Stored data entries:
══════

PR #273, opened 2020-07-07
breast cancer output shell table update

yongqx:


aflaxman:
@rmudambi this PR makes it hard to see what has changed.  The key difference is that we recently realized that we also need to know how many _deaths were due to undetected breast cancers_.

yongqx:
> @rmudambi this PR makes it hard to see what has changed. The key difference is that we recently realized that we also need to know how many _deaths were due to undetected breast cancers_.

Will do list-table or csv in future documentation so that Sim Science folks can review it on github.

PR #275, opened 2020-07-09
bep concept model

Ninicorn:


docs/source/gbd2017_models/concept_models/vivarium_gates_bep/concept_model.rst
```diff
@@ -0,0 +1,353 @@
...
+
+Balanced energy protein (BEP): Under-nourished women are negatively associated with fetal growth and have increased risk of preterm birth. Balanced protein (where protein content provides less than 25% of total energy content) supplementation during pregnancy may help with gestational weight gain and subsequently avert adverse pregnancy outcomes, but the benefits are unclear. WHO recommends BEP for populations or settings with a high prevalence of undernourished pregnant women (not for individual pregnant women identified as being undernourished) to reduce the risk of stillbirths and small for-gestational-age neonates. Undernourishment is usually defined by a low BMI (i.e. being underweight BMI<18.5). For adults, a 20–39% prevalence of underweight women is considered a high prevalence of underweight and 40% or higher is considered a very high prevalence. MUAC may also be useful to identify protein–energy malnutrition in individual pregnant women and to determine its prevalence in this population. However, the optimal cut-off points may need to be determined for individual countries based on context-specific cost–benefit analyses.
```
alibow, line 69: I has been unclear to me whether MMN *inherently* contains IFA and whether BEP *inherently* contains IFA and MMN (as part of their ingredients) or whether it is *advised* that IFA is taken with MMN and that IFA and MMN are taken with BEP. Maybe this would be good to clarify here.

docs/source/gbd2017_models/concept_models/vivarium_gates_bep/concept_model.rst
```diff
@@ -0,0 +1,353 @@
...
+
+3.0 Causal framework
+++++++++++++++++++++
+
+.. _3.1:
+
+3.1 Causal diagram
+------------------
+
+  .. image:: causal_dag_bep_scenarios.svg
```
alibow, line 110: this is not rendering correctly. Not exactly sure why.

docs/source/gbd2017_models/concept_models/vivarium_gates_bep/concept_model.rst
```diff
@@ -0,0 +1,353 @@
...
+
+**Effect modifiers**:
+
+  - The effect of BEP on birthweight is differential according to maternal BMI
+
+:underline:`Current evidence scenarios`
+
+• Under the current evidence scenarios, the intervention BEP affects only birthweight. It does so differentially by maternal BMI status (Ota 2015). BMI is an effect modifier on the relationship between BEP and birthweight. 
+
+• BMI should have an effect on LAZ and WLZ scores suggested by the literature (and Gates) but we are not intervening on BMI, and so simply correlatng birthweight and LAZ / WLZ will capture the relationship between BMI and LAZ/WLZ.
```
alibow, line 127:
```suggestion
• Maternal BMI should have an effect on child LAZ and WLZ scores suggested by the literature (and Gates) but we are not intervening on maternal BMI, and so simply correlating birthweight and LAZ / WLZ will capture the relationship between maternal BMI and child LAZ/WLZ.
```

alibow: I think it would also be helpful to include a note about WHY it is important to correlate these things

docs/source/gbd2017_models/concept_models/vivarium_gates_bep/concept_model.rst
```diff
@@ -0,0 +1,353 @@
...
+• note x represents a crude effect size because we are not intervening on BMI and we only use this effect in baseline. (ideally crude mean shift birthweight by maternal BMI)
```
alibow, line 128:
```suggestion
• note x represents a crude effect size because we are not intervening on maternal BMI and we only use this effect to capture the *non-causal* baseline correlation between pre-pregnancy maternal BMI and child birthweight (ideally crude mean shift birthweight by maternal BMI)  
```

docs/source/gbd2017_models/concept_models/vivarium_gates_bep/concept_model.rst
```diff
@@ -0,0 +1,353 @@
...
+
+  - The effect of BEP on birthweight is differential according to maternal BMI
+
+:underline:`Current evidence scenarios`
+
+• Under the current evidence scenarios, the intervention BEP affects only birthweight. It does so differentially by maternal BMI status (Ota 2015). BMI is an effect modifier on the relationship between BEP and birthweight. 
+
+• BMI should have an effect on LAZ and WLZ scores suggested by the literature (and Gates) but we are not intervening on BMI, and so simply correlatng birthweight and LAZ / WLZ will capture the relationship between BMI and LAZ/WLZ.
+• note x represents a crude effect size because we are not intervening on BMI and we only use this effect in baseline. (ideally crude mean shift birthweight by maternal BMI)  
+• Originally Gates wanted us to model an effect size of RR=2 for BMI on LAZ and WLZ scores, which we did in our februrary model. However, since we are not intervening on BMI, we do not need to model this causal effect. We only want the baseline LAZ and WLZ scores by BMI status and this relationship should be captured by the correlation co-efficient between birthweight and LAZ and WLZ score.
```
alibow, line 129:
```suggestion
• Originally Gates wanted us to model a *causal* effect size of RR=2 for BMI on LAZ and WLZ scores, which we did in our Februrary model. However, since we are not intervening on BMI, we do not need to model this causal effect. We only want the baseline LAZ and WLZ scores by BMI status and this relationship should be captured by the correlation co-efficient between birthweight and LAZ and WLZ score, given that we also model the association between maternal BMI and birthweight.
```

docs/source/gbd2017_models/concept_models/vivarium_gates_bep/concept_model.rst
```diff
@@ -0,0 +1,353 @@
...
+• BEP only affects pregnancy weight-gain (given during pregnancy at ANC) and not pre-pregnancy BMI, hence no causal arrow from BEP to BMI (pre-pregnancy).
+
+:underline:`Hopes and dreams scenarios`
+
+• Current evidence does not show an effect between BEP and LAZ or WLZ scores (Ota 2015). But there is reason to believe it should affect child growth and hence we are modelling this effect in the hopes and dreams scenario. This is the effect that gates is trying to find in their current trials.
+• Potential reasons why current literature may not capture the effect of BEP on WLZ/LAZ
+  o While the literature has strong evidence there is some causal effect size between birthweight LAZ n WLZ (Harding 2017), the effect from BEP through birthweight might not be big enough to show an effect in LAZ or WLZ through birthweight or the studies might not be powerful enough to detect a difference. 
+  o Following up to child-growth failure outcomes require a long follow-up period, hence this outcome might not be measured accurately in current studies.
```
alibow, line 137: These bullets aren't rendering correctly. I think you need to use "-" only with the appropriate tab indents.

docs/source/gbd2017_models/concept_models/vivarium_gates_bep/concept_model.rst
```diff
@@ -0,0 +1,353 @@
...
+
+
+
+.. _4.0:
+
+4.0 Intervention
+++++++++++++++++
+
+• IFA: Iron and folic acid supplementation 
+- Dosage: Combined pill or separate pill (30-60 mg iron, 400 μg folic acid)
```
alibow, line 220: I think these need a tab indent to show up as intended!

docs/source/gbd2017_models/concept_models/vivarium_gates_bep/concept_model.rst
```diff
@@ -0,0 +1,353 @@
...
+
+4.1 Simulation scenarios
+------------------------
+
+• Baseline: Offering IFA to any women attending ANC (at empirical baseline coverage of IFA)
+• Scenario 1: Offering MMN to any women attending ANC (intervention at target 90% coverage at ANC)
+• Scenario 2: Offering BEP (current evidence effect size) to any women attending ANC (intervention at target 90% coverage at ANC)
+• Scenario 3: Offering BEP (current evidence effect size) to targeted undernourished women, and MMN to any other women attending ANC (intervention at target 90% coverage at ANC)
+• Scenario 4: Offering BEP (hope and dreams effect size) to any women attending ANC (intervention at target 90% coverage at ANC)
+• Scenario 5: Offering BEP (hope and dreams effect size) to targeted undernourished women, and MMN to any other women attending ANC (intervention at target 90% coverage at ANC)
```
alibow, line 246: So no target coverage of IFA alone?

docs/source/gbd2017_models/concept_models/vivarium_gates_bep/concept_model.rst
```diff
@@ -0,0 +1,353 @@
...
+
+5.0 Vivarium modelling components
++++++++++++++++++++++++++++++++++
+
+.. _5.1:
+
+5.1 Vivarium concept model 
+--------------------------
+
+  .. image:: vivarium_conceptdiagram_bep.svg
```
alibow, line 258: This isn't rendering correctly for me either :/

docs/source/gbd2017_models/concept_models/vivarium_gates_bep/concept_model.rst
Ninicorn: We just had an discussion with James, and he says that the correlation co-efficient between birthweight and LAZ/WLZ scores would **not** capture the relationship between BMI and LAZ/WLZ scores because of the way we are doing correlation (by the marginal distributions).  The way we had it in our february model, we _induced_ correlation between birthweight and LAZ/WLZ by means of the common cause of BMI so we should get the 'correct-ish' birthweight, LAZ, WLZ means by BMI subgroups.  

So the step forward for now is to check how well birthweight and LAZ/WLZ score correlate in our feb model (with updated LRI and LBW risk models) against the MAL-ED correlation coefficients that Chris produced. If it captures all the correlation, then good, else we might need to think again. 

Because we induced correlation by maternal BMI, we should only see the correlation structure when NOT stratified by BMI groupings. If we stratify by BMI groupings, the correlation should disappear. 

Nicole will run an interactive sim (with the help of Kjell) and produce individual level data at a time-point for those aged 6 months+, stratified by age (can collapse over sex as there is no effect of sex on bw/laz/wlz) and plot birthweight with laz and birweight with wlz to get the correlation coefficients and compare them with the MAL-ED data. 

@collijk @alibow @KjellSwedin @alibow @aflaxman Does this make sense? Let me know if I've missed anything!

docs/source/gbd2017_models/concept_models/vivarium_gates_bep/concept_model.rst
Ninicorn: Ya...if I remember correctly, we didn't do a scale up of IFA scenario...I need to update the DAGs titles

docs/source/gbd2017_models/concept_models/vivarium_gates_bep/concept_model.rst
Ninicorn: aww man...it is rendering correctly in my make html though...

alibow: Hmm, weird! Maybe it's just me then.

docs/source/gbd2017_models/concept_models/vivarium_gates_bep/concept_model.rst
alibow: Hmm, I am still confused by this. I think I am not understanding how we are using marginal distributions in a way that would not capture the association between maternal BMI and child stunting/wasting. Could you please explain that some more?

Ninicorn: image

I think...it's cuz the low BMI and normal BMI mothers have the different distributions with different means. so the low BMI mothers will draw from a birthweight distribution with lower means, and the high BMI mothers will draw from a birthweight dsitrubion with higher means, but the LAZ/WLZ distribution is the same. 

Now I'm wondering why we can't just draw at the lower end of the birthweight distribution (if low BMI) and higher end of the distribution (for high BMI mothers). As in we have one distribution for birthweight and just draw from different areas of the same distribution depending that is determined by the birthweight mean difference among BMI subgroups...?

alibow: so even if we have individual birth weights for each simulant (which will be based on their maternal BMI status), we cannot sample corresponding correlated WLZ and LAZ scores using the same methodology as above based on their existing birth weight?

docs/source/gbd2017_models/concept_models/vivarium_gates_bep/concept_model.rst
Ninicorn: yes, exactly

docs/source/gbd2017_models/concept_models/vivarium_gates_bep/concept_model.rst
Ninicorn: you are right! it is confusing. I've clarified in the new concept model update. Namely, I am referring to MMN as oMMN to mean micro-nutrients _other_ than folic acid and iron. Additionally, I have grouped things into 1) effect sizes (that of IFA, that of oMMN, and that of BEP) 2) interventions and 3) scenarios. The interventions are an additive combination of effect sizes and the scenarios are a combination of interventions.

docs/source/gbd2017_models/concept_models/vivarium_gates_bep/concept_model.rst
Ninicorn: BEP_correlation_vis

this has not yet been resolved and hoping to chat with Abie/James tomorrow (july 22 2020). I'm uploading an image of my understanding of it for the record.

══════

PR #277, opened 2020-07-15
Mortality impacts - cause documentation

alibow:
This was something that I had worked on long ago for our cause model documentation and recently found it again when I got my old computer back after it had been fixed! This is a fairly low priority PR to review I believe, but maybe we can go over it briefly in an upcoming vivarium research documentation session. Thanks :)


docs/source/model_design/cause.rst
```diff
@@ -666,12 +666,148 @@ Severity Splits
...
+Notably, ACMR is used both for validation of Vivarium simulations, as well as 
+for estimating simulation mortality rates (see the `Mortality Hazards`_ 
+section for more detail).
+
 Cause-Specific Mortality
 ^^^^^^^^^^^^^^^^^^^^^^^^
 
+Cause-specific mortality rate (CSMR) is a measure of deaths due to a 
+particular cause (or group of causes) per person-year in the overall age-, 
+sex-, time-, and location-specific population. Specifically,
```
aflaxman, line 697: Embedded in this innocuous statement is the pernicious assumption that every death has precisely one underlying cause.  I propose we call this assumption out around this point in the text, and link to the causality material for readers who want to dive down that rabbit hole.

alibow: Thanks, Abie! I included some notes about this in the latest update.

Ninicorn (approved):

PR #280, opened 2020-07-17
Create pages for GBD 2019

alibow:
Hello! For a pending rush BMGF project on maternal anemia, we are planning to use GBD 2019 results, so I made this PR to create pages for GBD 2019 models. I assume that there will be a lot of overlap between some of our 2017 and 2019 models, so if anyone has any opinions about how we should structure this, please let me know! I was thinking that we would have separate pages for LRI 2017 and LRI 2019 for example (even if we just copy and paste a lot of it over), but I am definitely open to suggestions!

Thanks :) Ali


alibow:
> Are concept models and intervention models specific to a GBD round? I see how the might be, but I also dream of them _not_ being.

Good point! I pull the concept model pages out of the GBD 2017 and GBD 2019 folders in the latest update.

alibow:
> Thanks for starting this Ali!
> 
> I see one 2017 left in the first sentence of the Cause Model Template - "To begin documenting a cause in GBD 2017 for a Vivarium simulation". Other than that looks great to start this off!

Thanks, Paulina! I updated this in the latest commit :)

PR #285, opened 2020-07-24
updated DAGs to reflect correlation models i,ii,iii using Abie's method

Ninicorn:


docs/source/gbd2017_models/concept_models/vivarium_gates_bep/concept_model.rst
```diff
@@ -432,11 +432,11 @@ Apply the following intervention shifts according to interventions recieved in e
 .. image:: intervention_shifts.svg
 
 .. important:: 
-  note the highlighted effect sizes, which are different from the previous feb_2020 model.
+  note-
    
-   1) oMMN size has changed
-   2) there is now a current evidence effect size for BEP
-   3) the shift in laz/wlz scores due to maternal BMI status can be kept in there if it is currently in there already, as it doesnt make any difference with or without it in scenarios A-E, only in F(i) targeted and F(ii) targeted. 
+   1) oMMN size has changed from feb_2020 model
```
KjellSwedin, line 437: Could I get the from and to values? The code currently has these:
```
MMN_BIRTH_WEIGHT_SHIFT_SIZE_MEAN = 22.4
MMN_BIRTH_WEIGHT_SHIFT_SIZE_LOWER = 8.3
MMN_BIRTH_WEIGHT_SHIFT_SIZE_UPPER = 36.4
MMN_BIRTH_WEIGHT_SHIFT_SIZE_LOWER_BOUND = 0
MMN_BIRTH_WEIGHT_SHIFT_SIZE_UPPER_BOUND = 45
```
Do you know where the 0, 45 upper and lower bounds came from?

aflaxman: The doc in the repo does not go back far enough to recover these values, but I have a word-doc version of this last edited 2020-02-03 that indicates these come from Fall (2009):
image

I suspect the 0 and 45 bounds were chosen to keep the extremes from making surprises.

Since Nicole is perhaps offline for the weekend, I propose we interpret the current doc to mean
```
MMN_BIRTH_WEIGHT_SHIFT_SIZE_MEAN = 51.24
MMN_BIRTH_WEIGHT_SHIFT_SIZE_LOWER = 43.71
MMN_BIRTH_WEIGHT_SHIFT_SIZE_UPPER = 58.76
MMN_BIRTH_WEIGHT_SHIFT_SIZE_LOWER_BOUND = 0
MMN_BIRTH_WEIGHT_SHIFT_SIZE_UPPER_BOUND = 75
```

══════

What the exercise asks: Report every line of the records that contains the word "same".

Result:
I think...it's cuz the low BMI and normal BMI mothers have the different distributions with different means. so the low BMI mothers will draw from a birthweight distribution with lower means, and the high BMI mothers will draw from a birthweight dsitrubion with higher means, but the LAZ/WLZ distribution is the same. 
Now I'm wondering why we can't just draw at the lower end of the birthweight distribution (if low BMI) and higher end of the distribution (for high BMI mothers). As in we have one distribution for birthweight and just draw from different areas of the same distribution depending that is determined by the birthweight mean difference among BMI subgroups...?
alibow: so even if we have individual birth weights for each simulant (which will be based on their maternal BMI status), we cannot sample corresponding correlated WLZ and LAZ scores using the same methodology as above based on their existing birth weight?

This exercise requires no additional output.